The third photograph is of a computer-generated aircraft carrier not yet
built, one of two of the biggest ships ever ordered for the Royal Navy.
The GBP 4 billion contract is shared by BAE Systems, whose sale of 72
fighter jets to the corrupt tyranny in Saudi Arabia has made Britain the
biggest arms merchant on earth, selling mostly to oppressive regimes in
poor countries. At a time of economic crisis, Browne describes the
carriers as "an affordable expenditure".
The fourth photograph is of a young British soldier, Gavin Williams, who
was "beasted" to death by three non-commissioned officers. This
"informal summary punishment", which sent his body temperature to more
than 41 degrees, was intended to "humiliate, push to the limit and
hurt". The torture was described in court as a fact of army life.

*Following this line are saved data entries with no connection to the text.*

Issue #45, opened 2026-07-24
fix(webui): a partial Alertmanager fetch mass-resolves every alert of the unreachable source and stampedes the backend


SoulKyu:
## Problem

`MultiClient.FetchAllAlerts` swallows per-source failures: it collects errors per client and only returns one when **every** source failed *and* zero alerts came back.

```go
// internal/alertmanager/client.go:678-697
for name, client := range mc.clients {
    alerts, err := client.FetchAlerts()
    if err != nil { errors = append(errors, ...); continue }   // :681-682
    ...
}
if len(errors) > 0 && len(allAlerts) == 0 { return nil, errors[0] }  // :693
return allAlerts, nil                                                // :697 <- partial result, err == nil
```

`AlertCache.refreshAlerts` then treats "fingerprint absent from this fetch" as "the alert resolved", with no guard on how much of the cache vanished at once:

```go
// internal/webui/services/alert_cache.go:200-229
for fingerprint, alert := range ac.alerts {
    if !currentFingerprints[fingerprint] {
        alert.IsResolved = true; alert.ResolvedAt = time.Now(); alert.Status.State = "resolved"
        go func(...) { ac.backendClient.UpdateAlertResolved(resolvedAlert) }(alert)   // :209-215
        go ac.storeResolvedAlertInBackend(&alertCopy)                                  // :221
        delete(ac.alerts, fingerprint)                                                 // :223
    }
}
```

**Concrete failure path** — two configured Alertmanagers, `prod` (3000 firing alerts) and `staging` (50):

1. `prod` is unreachable for a single 10 s poll (`Polling.SyncInterval` default, `config/config.go:191`) — restart, network blip, 503.
2. `FetchAllAlerts` returns the 50 `staging` alerts and `err == nil` (only one of two clients failed, and `len(allAlerts) != 0`).
3. `refreshAlerts` marks all 3000 `prod` alerts resolved: 3000 `UpdateAlertResolved` goroutines + 3000 `storeResolvedAlertInBackend` goroutines, each of which makes **three** more gRPC calls (`GetComments`, `GetAcknowledgments`, `CreateResolvedAlert`, `alert_cache.go:811-866`) — roughly 12 000 concurrent gRPC calls over a single connection with a 10 s deadline each (`internal/webui/client/backend_client.go`).
[...]

PR #131, opened 2026-07-27
feat(dashboard): keyboard-first triage — navigate, select and act on alerts without the mouse

SoulKyu:
## Summary
- Add a `DashboardKeyboardMixin` that layers keyboard triage over the existing alert table: `j`/`k` move a visible row cursor (scrolled into view), `Enter`/`o` open the detail modal, `x`/`Shift+X` toggle row/all selection through the same `selectedAlerts` state the checkboxes use, `a`/`s` acknowledge/silence the selection (or the cursor row if nothing is selected), `c` opens the detail modal on the Comments tab and focuses the input, `h` hides the cursor row, `Esc` clears the selection or defers to an open modal, `?` toggles a cheat-sheet overlay (`components/keyboard_shortcuts_help.templ`).
- All actions delegate to the existing mixin methods (`dashboard_actions.templ`, `showAlertDetails`) — no new action logic, so bulk-action error handling stays in one place, and nothing is removed: every action stays clickable.
- The modal-open / typing-target guard already used by `focusSearch()` is factored into a shared `shortcutsActive()` helper so the two checks can't drift.
- The row cursor is renormalized after every full reload and incremental SSE merge: it stays on its row if still present, resets to the first row otherwise.
- Grouped view (`viewMode === "group"`) has no flat row list to walk, so row shortcuts there surface an explicit action-error banner instead of silently no-op'ing.

## Test plan
- [x] `go build ./...`
- [x] `go vet ./internal/webui/...`
- [x] `make webui-templates` regenerates the `_templ.go` files with no diff (already up to date)
- [ ] Manual keyboard-only pass in a browser: search, navigate with `j`/`k`, select two alerts with `x`, acknowledge with `a`, confirm `?` opens/closes the cheat sheet and `Esc` clears selection

Closes #111

<sub>🔁 Powered by <a href="https://github.com/nexu-io/looper">Looper</a> · runner=worker · agent=claude-code · An autonomous AI dev team for your GitHub repos.</sub>

PR #170, opened 2026-08-02
feat(dashboard): Alertmanager source freshness — live/stale/unreachable

### LINKED ISSUE #89: feat(dashboard): Alertmanager source freshness — show which sources are live, stale or unreachable
## User & need

The on-call engineer looking at a quiet dashboard at 3am, and the one debugging "why didn't we see that page?".

Notificator merges alerts from **every** configured Alertmanager into one cache
(`FetchAllAlertsDetailed`, `internal/alertmanager/client.go:674`). When one source fails, the
cache deliberately **keeps its last known alerts and only logs it**:

```
internal/webui/services/alert_cache.go:180
"Alert cache refresh: failed to fetch alerts from %s, keeping its cached alerts untouched: %v"
```

That behaviour is correct (it was the fix for the mass-resolve stampede, #45) — but it is
completely invisible from the browser:

- A source that has been unreachable for 20 minutes still shows its 20-minute-old alerts as if
  they were live. Nothing marks them stale.
- A source that was unreachable *since startup* contributes **zero** alerts. An empty dashboard
  looks exactly like "all quiet". At 3am that is the most expensive ambiguity in the product.
- The header's "Last updated" (`dashboard_core.templ:404`) is the **cache-wide** refresh time. It
  keeps ticking as long as *one* Alertmanager answers, so it actively reassures you while a source
  is down.
- Health data exists but only for probes: `GET /health/alertmanager` (`handlers.go:356`) calls
  `GetHealthStatus()`, which does a **fresh synchronous `TestConnection()` per instance**
  (`client.go:829`). No UI consumes it, and it says nothing about *poll* freshness.

Cost today: silent blindness. The team has no way, from the console they live in, to answer
"am I seeing everything right now?" — the answer is in the WebUI's stdout.

## Proposed feature

**A per-source freshness indicator in the dashboard header, plus a stale-source banner.**

From the user's side of the screen:

- A small **Sources** pill in the dashboard header: `3/3 live`, green. Degraded → amber
  `2/3 live`; all down → red. Clicking it opens a popover with one row per Alertmanager:
  name, state (`live` / `stale` / `unreachable`), **last successful poll** as a relative time
  ("8s ago", "14m ago"), the alerts it currently contributes, and the last error string when it
  failed.
- A dismissible **banner** above the table whenever a source has missed several consecutive polls:
  *"prod-eu has not answered for 4m — its 87 alerts may be stale."* It reappears if the condition
  persists after a reload — this is exactly the state you must not miss.
- Rows sourced from a stale Alertmanager get a discreet stale marker in the existing
  **Alertmanager** column (`col_source`), so a stale alert is identifiable in the table itself.
- Everything updates live over the SSE channel already open — no extra polling from the browser.

## Approach

WebUI-only. No proto change, no new RPC, no backend work.

- `internal/webui/services/alert_cache.go` — the refresh loop already receives
  `(alerts, fetchErrors)` from `FetchAllAlertsDetailed` (`alert_cache.go:178`). Record a
  `map[string]SourceStatus{LastSuccessAt, LastError, ConsecutiveFailures, AlertCount}` next to the
  alert map (same mutex), updated on every refresh: success clears the error and stamps the time;
  an entry in `fetchErrors` increments failures. `AlertCount` is already derivable from the cached
  alerts' `Source`. Expose `GetSourceStatuses()`.
- Staleness is computed, not stored: `stale` when `ConsecutiveFailures >= 3`, `unreachable` when
  the source has never succeeded since startup. The threshold rides on the configured
  `Polling.SyncInterval`, no new config key.
- `internal/webui/handlers/dashboard_handlers.go` — include a `sources` block in the existing
  `GetDashboardData` response (next to `metadata`/`colors`), so the first paint is already correct.
- `internal/webui/handlers/sse_handler.go` — attach the same `sources` block to the update payload
  it already forwards, so the pill and banner refresh live. Not a new event type.
- Client: a new `dashboard_sources.templ` mixin (same `window.dashboard*Mixin` + `Object.assign`
  convention as the other script files, see `dashboard_core.templ:287`) holding `sources` state and
  the banner dismissal; markup in a `components/source_status.templ` component rendered from
  `NewDashboard.templ`'s header. Regenerate with `make webui-templates`; Tailwind via
  `make webui-css`. Never touch `*_templ.go`.
- The stale marker in `col_source` goes in `renderText`'s `field_path === 'source'` branch
  (`dashboard_utilities.templ:renderCell`) — no new column, no column-preference migration.

## Acceptance criteria

- With N Alertmanagers configured and all reachable, the header shows `N/N live` and each popover
  row shows a last-successful-poll under one sync interval.
- Stopping one Alertmanager: within 3 sync intervals the pill turns amber, that source's row shows
  `stale` with its last error, and the banner names the source and its alert count.
- The alerts of a failed source **remain in the table** (current behaviour preserved) and are
  marked stale in the Alertmanager column.
- Bringing the source back clears the state on the next successful poll without a page reload
  (SSE path) and without a full dashboard reload.
- A source that has never answered since startup shows `unreachable`, not `live`, even though it
  contributes zero alerts.
- The pill/banner state arrives with the initial `GET /api/v1/dashboard/data` — no flash of
  "all green" before the first SSE update.
- `GetSourceStatuses()` has a unit test in `alert_cache_test.go` covering
  success → failure → recovery transitions.

## Out of scope

- Any active probing of Alertmanagers. Status is derived **only** from the polls the cache already
  performs — no new `TestConnection()` calls per request, and `GET /health/alertmanager` keeps its
  current probe behaviour untouched.
- Alerting/paging on a dead source (no browser notification, no email). This is a passive surface.
- Per-user configuration of the staleness threshold.
- Any change to the mass-resolve protection (#45) — the keep-stale-alerts behaviour stays exactly
  as it is; this only makes it visible.
- Backend/gRPC connectivity status (separate concern, separate probe).

SoulKyu:
## Summary

- Track per-source poll freshness in `AlertCache` (`LastSuccessAt`, `LastError`, `ConsecutiveFailures`, `AlertCount`), updated on every refresh cycle from the fetches the cache already performs — no new probing, no proto/RPC change.
- State is derived, not stored: `unreachable` if a source has never succeeded since startup, `stale` at 3 consecutive failed polls, `live` otherwise. Expose it via `GetSourceStatuses()` / `GetSourceStatusViews()`.
- Embed the `sources` block in both the initial `GET /api/v1/dashboard/data` response and every SSE incremental update (same struct forwarded as-is, no `sse_handler.go` change needed), so the header pill and banner are correct on first paint and stay live over the open SSE channel.
- Client: a `dashboard_sources.templ` mixin holding the sources state, popover, and per-source banner dismissal (same `window.dashboard*Mixin` convention as the other script files); a `components/source_status.templ` component rendering a `N/N live` pill (green/amber/red) with a per-source popover, plus a dismissible stale-source banner above the alerts table.
- A discreet amber marker is added to stale/unreachable-sourced rows in the existing Alertmanager column (`col_source`) — no new column.

## Why

Notificator merges alerts from every configured Alertmanager into one cache. When a source fails, the cache correctly keeps its last-known alerts (the #45 mass-resolve fix) but only logs it — invisible from the browser. A source dead for 20 minutes still looks live; a source dead since startup contributes zero alerts, indistinguishable from "all quiet". At 3am that ambiguity is expensive. This makes the existing keep-stale-alerts behavior visible without changing it.

## Test plan

- [x] `go build ./...`
- [x] `go vet ./...`
- [x] `go test ./internal/webui/...` (162 passed) — includes `TestAlertCache_GetSourceStatuses` covering success → failure → recovery and the never-answered-since-startup case
- [x] `make webui-templates` / `make webui-css-prod` regenerated with no unexpected diff

Closes #89


internal/webui/templates/components/source_status.templ
```diff
@@ -0,0 +1,76 @@
...
+						<span class="inline-flex items-center px-1.5 py-0.5 rounded text-xs font-medium"
+							  :class="{
+								  'bg-green-100 text-green-800 dark:bg-green-900/40 dark:text-green-200': source.state === 'live',
+								  'bg-amber-100 text-amber-800 dark:bg-amber-900/40 dark:text-amber-200': source.state === 'stale',
+								  'bg-red-100 text-red-800 dark:bg-red-900/40 dark:text-red-200': source.state === 'unreachable'
+							  }"
+							  x-text="source.state"></span>
+					</div>
+					<div class="mt-0.5 text-xs text-gray-500 dark:text-gray-400 flex items-center justify-between">
+						<span x-text="'Last poll: ' + sourceRelativeTime(source.lastSuccessAt)"></span>
```
SoulKyu: **Popover shows a nonsensical timestamp for `unreachable` sources instead of "never"**

`SourceStatusPill()` always renders `'Last poll: ' + sourceRelativeTime(source.lastSuccessAt)` regardless of `source.state`. For a source that has never had a single successful poll (`state === 'unreachable'`), the Go side leaves `LastSuccessAt` at its zero value, but `models.SourceStatus.LastSuccessAt` (internal/webui/models/dashboard.go) is tagged `json:"lastSuccessAt,omitempty"` — `omitempty` is a no-op on `time.Time` because it's a struct, so the JSON payload still carries `"lastSuccessAt":"0001-01-01T00:00:00Z"` instead of omitting the field (verified: `json.Marshal` of a zero-value struct with that tag still emits the field).

`sourceRelativeTime()` in dashboard_sources.templ only returns `'never'` when the value is falsy (`if (!iso) return 'never'`), so it parses that ancient timestamp instead and computes roughly `Math.floor((Date.now() - new Date('0001-01-01T00:00:00Z').getTime())/1000)` (verified in node: ~739,829 days). The popover row for a source that has been down since process startup ends up reading "Last poll: 739829d ago" — exactly the ambiguity this PR sets out to remove per its own description ("a source dead since startup ... indistinguishable from all quiet").

Both sibling call sites already guard against this: `StaleSourceBanner()` further down in this same file branches on `source.state === 'unreachable'` before using `sourceRelativeTime`, and the source marker added in `dashboard_utilities.templ` does the same (`status.state === 'unreachable' ? ... : ... sourceRelativeTime(...)`). Only this popover row is missing that guard.

Suggested fix — mirror the existing guard here, e.g.:
```
<span x-text="source.state === 'unreachable' ? 'Last poll: never' : 'Last poll: ' + sourceRelativeTime(source.lastSuccessAt)"></span>
```


SoulKyu (commented):
One non-blocking finding on this Alertmanager source-freshness feature — the `AlertCache` poll-status tracking, the live/stale/unreachable state derivation, and the SSE/initial-payload wiring all look correct, and the new `TestAlertCache_GetSourceStatuses` test exercises the success → failure → recovery and never-answered-since-startup transitions well. Left one inline comment on `source_status.templ` about a display edge case for sources that have never answered.



internal/webui/templates/components/source_status.templ
SoulKyu: @SoulKyu This has been fixed in 080e161.

Added the suggested source.state === 'unreachable' guard to the popover's 'Last poll' span in internal/webui/templates/components/source_status.templ, so unreachable sources show 'never' instead of parsing the Go zero-value timestamp.




SoulKyu:
**Looper fixer round complete** — 080e161

- ✅ Review comment on `internal/webui/templates/components/source_status.templ` (@SoulKyu) — [thread](https://github.com/SoulKyu/notificator/pull/170#discussion_r3697992229)
  - Added the suggested source.state === 'unreachable' guard to the popover's 'Last poll' span in internal/webui/templates/components/source_status.templ, so unreachable sources show 'never' instead of parsing the Go zero-value timestamp.


SoulKyu:
## 🧪 QA Report

Test env: `docker compose` stack at this SHA, webui on :12081, **3 configured Alertmanagers** —
`Fake Alertmanager` (live), `Fake AM Two` (live), `Dead AM` → `http://alertmanager-dead:9093` (never
resolvable, i.e. never answered since startup). Sync interval = default 10s. Driven with Playwright
(real Chromium, real SSE channel) + `curl`.

|---|---|---|
| N Alertmanagers all reachable → header shows `N/N live`, popover last poll under one sync interval | ✅ | Reconfigured to 2 reachable sources: pill renders **`2/2 live`** with `bg-green-100`, popover rows both `live` / `Last poll: just now`; `GET /api/v1/dashboard/data` `lastSuccessAt` within 10s of request time |
| Stopping one Alertmanager → within 3 sync intervals pill amber, that source `stale` + last error, banner names source & alert count | ✅ | `docker stop qa170-alertmanager` → **27s** later pill `1/3 live` amber, popover row `stale`, `Last poll: 30s ago`, error `dial tcp: lookup alertmanager … server misbehaving`; banner: *"Fake Alertmanager has not answered for 30s ago — its 25 alerts may be stale."* (wording nit below) |
| Alerts of a failed source remain in the table and are marked stale in the Alertmanager column | ✅ | Before stop: 11 rows from that source; after stale: still 11, and **11/11** of its `col_source` cells gained `<span class="…bg-amber-500…">` + `title="Fake Alertmanager last answered 30s ago"`, applied live over SSE with no reload. All-sources-down case: 31 alerts kept, 31/31 cells marked |
| Bringing the source back clears state on the next successful poll, over SSE, no reload | ✅ | `docker start` → back to `live` in **9s** (single source) / **6s** (both), same page object (`window.__qaReloadCount` unchanged): banner removed, amber dots removed, pill back to green/amber, popover row `just now` |
| A source that never answered since startup shows `unreachable`, not `live`, with 0 alerts | ✅ | `Dead AM` → `state:"unreachable"`, `consecutiveFailures` climbing, `alertCount: 0`; popover shows `unreachable` + **`Last poll: never`** (not `739000d ago`, i.e. the 080e161 fix holds against the `0001-01-01T00:00:00Z` that `omitempty` cannot suppress on a `time.Time`) |
| Pill/banner state arrives with the initial `GET /api/v1/dashboard/data` — no flash of "all green" | ✅ | The initial payload carries the full `sources` block (`{"Dead AM":{"state":"unreachable",…}}`) before any SSE event; F5 while two sources are stale repaints already-amber/red with banners and row markers |
| `GetSourceStatuses()` unit test covering success → failure → recovery | ✅ | `go test ./internal/webui/services/... -run TestAlertCache` → `ok` (0.5s); `TestAlertCache_GetSourceStatuses` asserts live→2 failures still live→3rd failure stale→recovery clears `LastError`, plus the never-succeeded `unreachable` case |

**Adversarial pass:**

- **Boundary / empty** — source contributing **0 alerts** (`Dead AM`): still tracked and shown `unreachable`, does not silently read as "all quiet". **All 3 sources down at once** (`docker stop` both fake AMs): pill goes **red `0/3 live`** (not amber), 3 banners, and the 31 cached alerts stay in the table with every `col_source` cell marked — this is the `len(alertsWithSource)==0 && len(fetchErrors)>0` early-return branch, which pushes an SSE update whose `newAlerts`/`updatedAlerts`/`removedAlerts` are all `null`; the client handled it with **0 console errors** and **no wiped table**. Sources recovering from that state returned to `2/2` in 6s.
- **Malformed / hostile input** — configured a source literally named `Evil">AM`. The new `renderText` branch builds raw HTML, so this is the injection surface: result is `Evil"&gt;&lt;img …&gt;AM` inside the cell, `document.querySelectorAll('td img').length === 0`, `window.__xss` never set — **no XSS**, in the live branch and in the new stale branch. Popover/banner use `x-text`, also inert.
- **Error path** — the "success that is really a failure" case was hunted explicitly: an Alertmanager going away never produced an empty-but-green dashboard. Cached alerts are preserved (#45 behaviour untouched) and the failure is surfaced in three places (pill, banner, row marker) with the real error string.
- **Auth & scope** — `GET /api/v1/dashboard/data` unauthenticated → `401`, with a bogus `session_id` cookie → `401`, `GET /api/v1/dashboard/stream` unauthenticated → `401`. The `sources` block (which embeds internal hostnames in `lastError`) is never served to an anonymous caller.
- **Adjacent flows** — `/` still focuses the alert search box (PR #131 keyboard triage intact); typing `DiskSpace` still narrows the table (26 → 4 rows, restored on clear) while stale markers are rendered; the existing **Alertmanager** filter dropdown still lists both sources; no new column was added, so column preferences are untouched.
- **Persisted state** — dismissed the stale banner, then **reloaded with the condition still true**: all 3 banners reappear (dismissal is session-only, as the criterion requires). Dismissal survives further SSE pushes while the source stays stale, and is forgotten once the source is live again. Reused the same Postgres volume across a `webui` recreate; no migration/state issue.

Non-blocking nits found while attacking (none breaks a criterion, none fails the PR):
1. Banner copy reads *"has not answered for 30s ago"* — `sourceRelativeTime()` already returns a
   `… ago` suffix, so the sentence doubles it. The issue spec wrote *"has not answered for 4m"*.
   (`dashboard_sources.templ` / `source_status.templ` banner branch.)
2. Missing space in the unreachable banner: **"Dead AMhas not answered since startup"** — the
   `<span x-text="source.name">` and the following `<span> has not answered…` collapse.
3. Tooltip double-escape on stale rows: `title` is built from the already-escaped name and then
   re-escaped, so a source named `Prod & EU` hovers as `Prod &amp; EU` (verified with the hostile
   name: `title="Evil&amp;quot;&amp;gt;…"`). Cosmetic only, no injection.
4. One Alpine-internal `TypeError: Cannot read properties of undefined (reading 'after')`
   (`alpinejs@3.14.6` `x-for`) fires on the stale→live recovery **when the Sources popover is left
   open** across the transition. Reproduced 2/2 with the popover open, 0/3 with it closed. No
   functional impact: the popover keeps updating correctly, the pill, banners, markers, search and
   the popover's own reopen all still work afterwards.

**Verdict: PASS**

SoulKyu:

internal/webui/templates/scripts/dashboard_utilities.templ
```diff
@@ -711,6 +711,21 @@ templ DashboardUtilities() {
...
 
+				// Discreet marker for alerts whose Alertmanager source is not live,
+				// so a stale/unreachable-sourced row is identifiable in the table.
+				if (fieldPath === 'source' && this.sources) {
+					const status = this.sources[value];
+					if (status && status.state !== 'live') {
+						const title = status.state === 'unreachable'
+							? `${escaped} has not answered since startup`
+							: `${escaped} last answered ${this.sourceRelativeTime(status.lastSuccessAt)}`;
+						return `<div class="text-sm text-gray-700 dark:text-gray-200 truncate flex items-center gap-1" title="${this.escapeHtml(title)}">
```
SoulKyu, line 722: **Double HTML-escaping in the stale-source tooltip title**

`renderText()` already HTML-escapes the source name into `escaped` (line 707) before this new branch runs. The `title` string built on lines 719-721 embeds that already-escaped `escaped` value, then line 722 wraps it in `this.escapeHtml(title)` again — re-escaping entities that are already entity-encoded.

Concrete failure: an Alertmanager source configured with a name containing `&`, `<`, `>`, `"` or `'` (e.g. `"Prod & DR"`) produces a garbled tooltip. `escaped` first turns `&` into `&amp;`; the second `escapeHtml()` call then turns that `&` (inside `&amp;`) into `&amp;amp;`, so the browser renders the title text as literal `Prod &amp; DR has not answered...` instead of `Prod & DR has not answered...`. Not an XSS risk (double-escaping is safe, just wrong), but it's a real display bug for any source name with HTML-sensitive characters, and this is new code added by this PR.

Suggested fix — escape once, from the raw value, not from the already-escaped one:
```js
const rawTitle = status.state === 'unreachable'
    ? `${value} has not answered since startup`
    : `${value} last answered ${this.sourceRelativeTime(status.lastSuccessAt)}`;
return `<div ... title="${this.escapeHtml(rawTitle)}">
    ${escaped}
    <span class="w-1.5 h-1.5 rounded-full bg-amber-500 dark:bg-amber-400 flex-shrink-0"></span>
</div>`;
```


SoulKyu (commented):
One non-blocking finding on this Alertmanager source-freshness PR: the `AlertCache` poll-status tracking (`recordSourceStatuses` / `GetSourceStatusViews`), the live/stale/unreachable state derivation, and the SSE/initial-payload wiring in `dashboard_handlers.go` all check out, including the just-fixed "never" last-poll display case for sources that have never answered. Locking is correct — the new source-status recording happens after the alert-cache write lock is released, then takes its own lock, so there's no deadlock — and `TestAlertCache_GetSourceStatuses` exercises success → failure → recovery and the never-answered-since-startup case well. Left one inline comment on a double-HTML-escaping bug in the new stale-source-marker tooltip.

The final photograph is of an Iraqi man, Baha Mousa, who was tortured to
death by British soldiers. Taken during his post-mortem, it shows some
of the 93 horrific injuries he suffered at the hands of men of the
Queen's Lancashire Regiment who beat and abused him for 36 hours,
including double-hooding him with hessian sacks in stifling heat. He was
a hotel receptionist. Although his murder took place almost five years
ago, it was only in May this year that the Ministry of Defence responded
to the courts and agreed to an independent inquiry. A judge has
described this as a "wall of silence".
A court martial convicted just one soldier of Mousa's "inhumane
treatment", and he has since been quietly released. Phil Shiner of
Public Interest Lawyers, representing the families of Iraqis who have
died in British custody, says the evidence is clear - abuse and torture
by the British army is systemic.
Shiner and his colleagues have witness statements and corroborations of
prima facie crimes of an especially atrocious kind usually associated
with the Americans. "The more cases I am dealing with, the worse it
gets", he says. These include an "incident" near the town of Majar
al-Kabir in 2004, when British soldiers executed as many as twenty Iraqi
prisoners after mutilating them. The latest is that of a
fourteen-year-old boy who was forced to simulate anal and oral sex over
a prolonged period.
"At the heart of the US and UK project", says Shiner, "is a desire to
avoid accountability for what they want to do. Guantanamo Bay and
extraordinary renditions are part of the same struggle to avoid
accountability through jurisdiction." British soldiers, he says, use the
same torture techniques as the Americans and deny that the European
Convention on Human Rights, the Human Rights Act and the UN Convention
on Torture apply to them. And British torture is "commonplace": so much
so, that "the routine nature of this ill-treatment helps to explain why,
despite the abuse of the soldiers and cries of the detainees being
clearly audible, nobody, particularly in authority, took any notice".
Arcane rituals
Unbelievably, says Shiner, the Ministry of Defence under Tony Blair
decided that the 1972 Heath government's ban on certain torture
techniques applied only in the UK and Northern Ireland. Consequently,
"many Iraqis were killed and tortured in UK detention facilities".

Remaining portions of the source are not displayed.